R help - Oct 2005 - self starting function for nonlinear least squares.

Following on my posting of this morning, concerning a problem that I am
having constructing a self-starting function for use with nls (and
eventually with nlsList and nlme), the following is the self-starting
function called NRhyperbola:

 
> NRhyperbola
function (Irr,theta,Am,alpha,Rd) 

{

# Am is the maximum gross photosynthetic rate

# Rd is the dark resiration rate (positive value)

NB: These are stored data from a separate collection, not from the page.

PR #37, opened 2017-06-21
Serve Prometheus metrics on `/api/v1/metrics`

surik:
Now ergw can provide metrics in Prometheus format on `/api/v1/metrics` endpoint. To configure Prometheus to scape them we should specify`metrics_path`. See example:

    scrape_configs:
        - job_name: 'ergw'
          metrics_path: "api/v1/metrics"
          scrape_interval: 5s
          static_configs:
              - targets: ['localhost:8080']

Depends on ergw configuration `api/v1/metrics` may provide big amount of data. However, it is possible to scrap selective by setting `metrics_path`. Examples:

    metrics_path: "api/v1/metrics/socket"
    metrics_path: "api/v1/metrics/socket/gtp-c"
    metrics_path: "api/v1/metrics/eradius"
    ...

Formatter from exometer to prometheus based on @GalaxyGorilla's [exometer_prometheus](https://github.com/GalaxyGorilla/exometer_prometheus)

PR #38, opened 2017-06-22
Serve Prometheus metrics

RoadRunnr:
This is an alternative version of PR #37.

There are two main problems with that PR:

1. ergw_api should not implement data conversion and certainly nothing front end specific. The code in there is for Erlang internal API's only. Therefore move the encoding specific code into the API handler.
2. exometer:get_values/1 call find_values/1 and then get_value/1 on each one, doing a exometer_get_info/1 for each value again duplicates work that was done before in find_values/1. Instead, use find_values together with get_value and avoid the get_info.

Also, do the re:replace on the metric name only once. Regex are expensive, doing to each component in the name is wasteful.

### DIFF
--- a/METRICS.md
+++ b/METRICS.md
@@ -195,18 +195,18 @@ Counters for the following GTPv2-C Messages types exist:
  * update\_pdn\_connection\_set\_response
  * version\_not\_supported
 
-If the HTTP API has been enable the metrics can be read at `/api/v1/metrics`.
+If the HTTP API has been enable the metrics can be read at `/metrics`.
 Stepping into the result is also possible, e.g.:
 
-    curl -X GET "http://localhost:8080/api/v1/metrics/socket/gtp-c/irx/rx/v1" -H  "accept: application/json"
+    curl -X GET "http://localhost:8080/metrics/socket/gtp-c/irx/rx/v1" -H  "accept: application/json"
 
 Also, erGW can provide metrics in Prometheus format:
 
-    curl -X GET "http://localhost:8080/api/v1/metrics" -H  "accept: text/plain;version=0.0.4"
+    curl -X GET "http://localhost:8080/metrics" -H  "accept: text/plain;version=0.0.4"
 
 or more specific:
 
-    curl -X GET "http://localhost:8080/api/v1/metrics/socket/" -H  "accept: text/plain;version=0.0.4"
+    curl -X GET "http://localhost:8080/metrics/socket/" -H  "accept: text/plain;version=0.0.4"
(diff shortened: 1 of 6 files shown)


src/http_api_handler.erl
```diff
@@ -109,3 +115,99 @@ p2m(Bin) ->
...
+ioize(Something) ->
+    Something.
+
+make_metric_name(Path) ->
+    NameList = lists:join($_, lists:map(fun ioize/1, Path)),
+    NameBin = iolist_to_binary(NameList),
+    re:replace(NameBin, "-|\\.", "_", [global, {return,binary}]).
+
+map_type(undefined)     -> <<"untyped">>;
+map_type(counter)       -> <<"gauge">>;
```
GalaxyGorilla: That does not make sense for your metrics if your counters are monotonically increasing, e.g. you can take "counter" as Prometheus type too if thats the case. In my code I did not force this because exometer counters are not necessarily that way.

METRICS.md
```diff
@@ -199,3 +199,19 @@ If the HTTP API has been enable the metrics can be read at `/api/v1/metrics`.
...
+
+    curl -X GET "http://localhost:8080/api/v1/metrics/socket/" -H  "accept: text/plain;version=0.0.4"
+    # TYPE socket_gtp_c_irx_tx_v2_mbms_session_start_response_retransmit gauge
+    socket_gtp_c_irx_tx_v2_mbms_session_start_response_retransmit 0
+
+    # TYPE socket_gtp_c_irx_tx_v2_mbms_session_start_response_count gauge
+    socket_gtp_c_irx_tx_v2_mbms_session_start_response_count 0
+
+Please read Prometheus [Metric names and labels](https://prometheus.io/docs/concepts/data_model/#metric-names-and-labels)
+that means all '.' and '-' in metric names which presented above will be replated by '_'.
```
surik: just noticed my typo: replated -> replaced

src/http_api_handler.erl
surik: Makes sense

surik: @GalaxyGorilla Yes, I think we can use counter here

tlnd:
I would rather prefer the endpoint _not_ to be part of `/api/v1`. For sure there should be some stable contract for metrics as well, but I would not make it part of the API version 1 contract.

RoadRunnr:
> I would rather prefer the endpoint not to be part of /api/v1. For sure there should be some stable contract for metrics as well, but I would not make it part of the API version 1 contract.

This PR is not about adding the metrics to the API, they are already in there as JSON. This PR adds the prometheus export format to the API.

Do you have a suggestion for a different path for the metrics API ? Maybe /metrics ?

PR #60, opened 2017-12-04
Fix error log about invalid response in gtp_socket

surik:
The third element in the list of data was missed.
Now we change this to debug level and print message via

# theta is the shape parameter

# alpha is the initial quantum yeild

#

(1/(2*theta))*

(alpha*Irr + Am - sqrt((alpha*Irr + Am)^2 -4*alpha*theta*Am*Irr))- Rd

}

attr(,"initial")

function (mCall, LHS, data) 

{

    xy <- sortedXyData(mCall[["Irr"]], LHS, data)

    if (nrow(xy) < 3) 

        stop("Too few unique irradiance values")

    fit <- smooth.spline(xy[, "x"], xy[, "y"])

    alpha <- predict(fit, x = 0, deriv = 1)$y

 
if(min(xy[,"x"],na.rm=T)>0)delta.for.zero<-alpha*(min(xy[,"x"],na.rm=T)-
0)

    if(min(xy[,"x"],na.rm=T)<=0)delta.for.zero<-0

# to correct for minimal values greater that zero

    Rd <- (predict(fit, 0)$y - delta.for.zero)

# to correct for maximal values

    alpha <- predict(fit, x = max(xy[,"x"],na.rm=T), deriv = 1)$y

    if(alpha>0){

    Am <- predict(fit,
max(xy[,"x"],na.rm=T))$y+alpha*(3000-max(xy[,"x"],na.rm=T))

    Am <- Am - Rd

    }

    theta1 <- rep(NA, 4)

    light <- c(100, 200, 500, 800)

    for (i in 1:4) {

        y.pred <- predict(fit, light[i])$y

        theta1[i] <- ((y.pred + Rd) * (alpha * light[i] + Am) - 

            alpha * Am * light[i])/(y.pred + Rd)^2

    }

    theta <- mean(theta1)

    Rd<- -1*Rd

    value <- c(theta, Am, alpha, Rd)

    names(value) <- mCall[c("theta", "Am",
"alpha", "Rd")]

    value

}

attr(,"class")

[1] "selfStart"

 

This function was created, following pp. 345-346 of Pinheiro & Bates
(Mixed-effects models in S and S-PLUS) by first creating NRhyperbola:

 

NRhyperbola<- function (Irr,theta,Am,alpha,Rd) 

{

# Am is the maximum gross photosynthetic rate

# Rd is the dark resiration rate (positive value)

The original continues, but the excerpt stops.